PROBLEM DETAILS:
Which lines of the entries below contain the string "following"? Copy each one.

Stored items:
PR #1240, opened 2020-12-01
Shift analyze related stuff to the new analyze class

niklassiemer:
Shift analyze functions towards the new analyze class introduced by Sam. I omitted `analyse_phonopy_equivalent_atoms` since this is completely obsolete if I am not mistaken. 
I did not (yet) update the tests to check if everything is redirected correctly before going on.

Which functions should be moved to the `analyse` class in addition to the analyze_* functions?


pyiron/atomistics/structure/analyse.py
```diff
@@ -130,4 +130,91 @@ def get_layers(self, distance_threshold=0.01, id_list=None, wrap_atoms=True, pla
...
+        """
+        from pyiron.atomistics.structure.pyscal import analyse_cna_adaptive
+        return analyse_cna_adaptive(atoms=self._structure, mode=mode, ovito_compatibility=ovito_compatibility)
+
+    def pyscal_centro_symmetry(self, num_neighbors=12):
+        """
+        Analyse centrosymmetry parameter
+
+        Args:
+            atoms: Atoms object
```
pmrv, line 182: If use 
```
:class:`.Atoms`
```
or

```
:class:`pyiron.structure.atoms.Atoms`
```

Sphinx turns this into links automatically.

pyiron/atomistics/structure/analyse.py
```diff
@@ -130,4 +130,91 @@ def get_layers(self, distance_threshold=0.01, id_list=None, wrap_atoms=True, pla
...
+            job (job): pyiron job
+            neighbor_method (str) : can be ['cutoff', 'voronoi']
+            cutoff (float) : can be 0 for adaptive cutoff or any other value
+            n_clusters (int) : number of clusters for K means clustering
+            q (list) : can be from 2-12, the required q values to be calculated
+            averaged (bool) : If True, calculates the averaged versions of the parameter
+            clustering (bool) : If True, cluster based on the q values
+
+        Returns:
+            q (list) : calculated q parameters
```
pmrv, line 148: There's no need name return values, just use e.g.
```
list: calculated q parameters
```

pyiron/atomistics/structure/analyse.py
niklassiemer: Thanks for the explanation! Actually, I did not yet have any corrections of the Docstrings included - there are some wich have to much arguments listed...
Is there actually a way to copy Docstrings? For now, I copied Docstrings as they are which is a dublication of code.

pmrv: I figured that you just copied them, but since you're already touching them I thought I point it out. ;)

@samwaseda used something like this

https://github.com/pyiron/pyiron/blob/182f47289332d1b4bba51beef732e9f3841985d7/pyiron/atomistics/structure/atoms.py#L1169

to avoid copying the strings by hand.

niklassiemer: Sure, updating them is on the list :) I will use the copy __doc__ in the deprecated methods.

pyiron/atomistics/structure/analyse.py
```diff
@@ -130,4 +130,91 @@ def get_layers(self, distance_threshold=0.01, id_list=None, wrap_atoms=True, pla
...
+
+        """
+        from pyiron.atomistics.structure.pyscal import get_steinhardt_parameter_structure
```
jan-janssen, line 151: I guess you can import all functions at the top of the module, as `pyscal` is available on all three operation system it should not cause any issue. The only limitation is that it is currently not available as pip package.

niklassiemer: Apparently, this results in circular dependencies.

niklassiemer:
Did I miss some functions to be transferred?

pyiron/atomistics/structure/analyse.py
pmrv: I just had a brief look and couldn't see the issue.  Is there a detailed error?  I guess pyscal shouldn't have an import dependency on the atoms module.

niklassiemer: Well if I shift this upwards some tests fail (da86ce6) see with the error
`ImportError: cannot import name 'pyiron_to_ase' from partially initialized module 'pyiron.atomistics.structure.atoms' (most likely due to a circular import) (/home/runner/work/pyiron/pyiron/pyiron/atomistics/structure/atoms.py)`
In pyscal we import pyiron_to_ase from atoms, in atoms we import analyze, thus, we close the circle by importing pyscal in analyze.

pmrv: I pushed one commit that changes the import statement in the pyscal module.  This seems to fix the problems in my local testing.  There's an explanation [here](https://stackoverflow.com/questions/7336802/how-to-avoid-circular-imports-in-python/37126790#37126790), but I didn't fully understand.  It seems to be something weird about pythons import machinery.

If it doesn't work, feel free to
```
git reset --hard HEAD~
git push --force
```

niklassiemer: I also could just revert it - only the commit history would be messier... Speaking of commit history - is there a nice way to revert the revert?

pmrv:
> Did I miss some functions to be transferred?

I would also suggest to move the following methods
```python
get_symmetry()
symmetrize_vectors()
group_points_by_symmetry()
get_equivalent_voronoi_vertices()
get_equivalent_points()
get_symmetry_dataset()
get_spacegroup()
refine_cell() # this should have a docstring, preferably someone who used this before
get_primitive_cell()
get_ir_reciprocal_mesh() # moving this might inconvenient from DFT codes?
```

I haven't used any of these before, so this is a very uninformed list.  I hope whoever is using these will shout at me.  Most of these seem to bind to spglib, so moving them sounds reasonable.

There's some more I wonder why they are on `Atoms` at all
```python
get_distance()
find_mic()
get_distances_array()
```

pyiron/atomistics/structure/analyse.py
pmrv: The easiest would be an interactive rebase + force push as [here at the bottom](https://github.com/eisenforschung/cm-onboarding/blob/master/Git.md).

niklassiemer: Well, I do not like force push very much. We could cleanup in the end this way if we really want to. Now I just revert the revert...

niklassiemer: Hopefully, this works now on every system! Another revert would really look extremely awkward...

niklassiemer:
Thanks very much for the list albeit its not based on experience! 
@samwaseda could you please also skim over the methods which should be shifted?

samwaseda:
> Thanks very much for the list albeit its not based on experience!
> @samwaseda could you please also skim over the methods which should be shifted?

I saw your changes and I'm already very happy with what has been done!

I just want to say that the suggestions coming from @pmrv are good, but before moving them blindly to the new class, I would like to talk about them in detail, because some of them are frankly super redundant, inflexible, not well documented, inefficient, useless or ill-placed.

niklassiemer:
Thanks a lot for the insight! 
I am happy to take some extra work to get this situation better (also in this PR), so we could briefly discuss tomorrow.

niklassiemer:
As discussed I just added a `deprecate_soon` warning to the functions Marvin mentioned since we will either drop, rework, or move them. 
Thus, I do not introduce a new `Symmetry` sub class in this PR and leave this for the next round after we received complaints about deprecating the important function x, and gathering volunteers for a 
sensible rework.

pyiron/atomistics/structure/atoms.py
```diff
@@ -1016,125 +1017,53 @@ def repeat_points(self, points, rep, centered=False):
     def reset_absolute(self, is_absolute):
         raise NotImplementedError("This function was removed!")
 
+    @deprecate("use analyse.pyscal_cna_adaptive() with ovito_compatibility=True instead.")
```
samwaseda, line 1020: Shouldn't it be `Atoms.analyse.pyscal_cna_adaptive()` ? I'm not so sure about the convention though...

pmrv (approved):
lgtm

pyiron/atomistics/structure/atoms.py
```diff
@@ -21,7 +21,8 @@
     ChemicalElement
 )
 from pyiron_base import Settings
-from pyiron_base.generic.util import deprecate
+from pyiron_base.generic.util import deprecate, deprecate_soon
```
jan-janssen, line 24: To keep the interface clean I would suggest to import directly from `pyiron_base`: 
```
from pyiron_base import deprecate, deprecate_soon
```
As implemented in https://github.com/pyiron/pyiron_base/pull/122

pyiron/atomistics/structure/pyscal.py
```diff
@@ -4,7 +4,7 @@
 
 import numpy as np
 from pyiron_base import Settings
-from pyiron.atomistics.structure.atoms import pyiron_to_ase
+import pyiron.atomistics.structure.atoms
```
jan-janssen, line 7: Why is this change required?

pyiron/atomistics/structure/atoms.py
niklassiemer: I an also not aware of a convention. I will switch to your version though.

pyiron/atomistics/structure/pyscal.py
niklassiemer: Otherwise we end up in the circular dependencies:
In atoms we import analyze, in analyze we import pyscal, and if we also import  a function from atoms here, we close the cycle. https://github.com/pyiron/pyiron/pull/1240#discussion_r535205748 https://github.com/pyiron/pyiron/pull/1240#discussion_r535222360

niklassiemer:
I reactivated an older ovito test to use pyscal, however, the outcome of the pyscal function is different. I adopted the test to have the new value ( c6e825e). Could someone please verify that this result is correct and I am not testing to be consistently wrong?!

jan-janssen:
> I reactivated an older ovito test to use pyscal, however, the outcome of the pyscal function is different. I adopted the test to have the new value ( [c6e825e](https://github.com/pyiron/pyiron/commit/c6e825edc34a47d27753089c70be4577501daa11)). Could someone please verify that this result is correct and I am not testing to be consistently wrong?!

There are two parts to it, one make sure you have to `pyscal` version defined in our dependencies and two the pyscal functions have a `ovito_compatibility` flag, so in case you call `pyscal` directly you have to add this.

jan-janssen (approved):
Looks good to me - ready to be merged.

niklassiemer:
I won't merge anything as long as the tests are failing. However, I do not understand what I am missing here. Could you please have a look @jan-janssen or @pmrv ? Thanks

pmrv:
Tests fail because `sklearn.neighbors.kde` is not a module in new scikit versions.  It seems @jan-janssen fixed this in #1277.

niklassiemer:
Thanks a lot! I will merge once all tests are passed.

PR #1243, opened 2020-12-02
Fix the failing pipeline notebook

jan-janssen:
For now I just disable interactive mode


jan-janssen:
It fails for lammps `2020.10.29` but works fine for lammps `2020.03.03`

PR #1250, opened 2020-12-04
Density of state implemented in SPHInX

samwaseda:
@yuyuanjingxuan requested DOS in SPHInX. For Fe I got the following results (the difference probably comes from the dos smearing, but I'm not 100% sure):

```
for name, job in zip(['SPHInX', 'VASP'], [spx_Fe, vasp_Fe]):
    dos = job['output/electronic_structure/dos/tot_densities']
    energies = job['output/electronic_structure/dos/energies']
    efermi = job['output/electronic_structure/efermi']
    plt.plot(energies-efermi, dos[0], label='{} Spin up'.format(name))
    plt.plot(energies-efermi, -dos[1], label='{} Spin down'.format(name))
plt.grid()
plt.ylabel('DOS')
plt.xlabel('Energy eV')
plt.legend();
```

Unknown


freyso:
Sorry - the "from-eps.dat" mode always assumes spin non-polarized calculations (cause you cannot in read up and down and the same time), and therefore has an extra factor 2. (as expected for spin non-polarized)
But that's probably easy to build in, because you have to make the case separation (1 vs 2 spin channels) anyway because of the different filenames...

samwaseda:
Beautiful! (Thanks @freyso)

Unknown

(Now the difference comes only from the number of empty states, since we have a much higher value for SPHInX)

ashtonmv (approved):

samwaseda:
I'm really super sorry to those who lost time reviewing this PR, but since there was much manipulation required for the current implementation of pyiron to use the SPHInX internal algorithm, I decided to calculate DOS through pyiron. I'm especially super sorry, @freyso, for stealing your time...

* * *

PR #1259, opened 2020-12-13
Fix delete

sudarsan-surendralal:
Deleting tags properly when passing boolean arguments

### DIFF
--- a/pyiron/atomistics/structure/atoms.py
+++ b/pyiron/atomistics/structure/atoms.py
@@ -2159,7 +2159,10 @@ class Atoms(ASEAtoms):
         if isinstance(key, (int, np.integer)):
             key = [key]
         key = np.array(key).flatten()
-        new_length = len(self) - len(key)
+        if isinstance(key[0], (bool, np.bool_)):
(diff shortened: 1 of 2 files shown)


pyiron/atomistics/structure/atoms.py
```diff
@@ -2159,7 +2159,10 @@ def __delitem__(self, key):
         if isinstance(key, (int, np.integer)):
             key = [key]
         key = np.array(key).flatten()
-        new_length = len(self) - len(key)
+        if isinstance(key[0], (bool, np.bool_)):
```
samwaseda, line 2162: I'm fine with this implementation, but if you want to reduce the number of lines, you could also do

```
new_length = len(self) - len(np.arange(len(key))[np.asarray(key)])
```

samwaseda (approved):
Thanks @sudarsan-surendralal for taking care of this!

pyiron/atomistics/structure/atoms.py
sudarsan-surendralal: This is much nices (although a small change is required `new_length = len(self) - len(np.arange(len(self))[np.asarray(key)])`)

SOLUTION TO THE PROBLEM:
I would also suggest to move the following methods
@yuyuanjingxuan requested DOS in SPHInX. For Fe I got the following results (the difference probably comes from the dos smearing, but I'm not 100% sure):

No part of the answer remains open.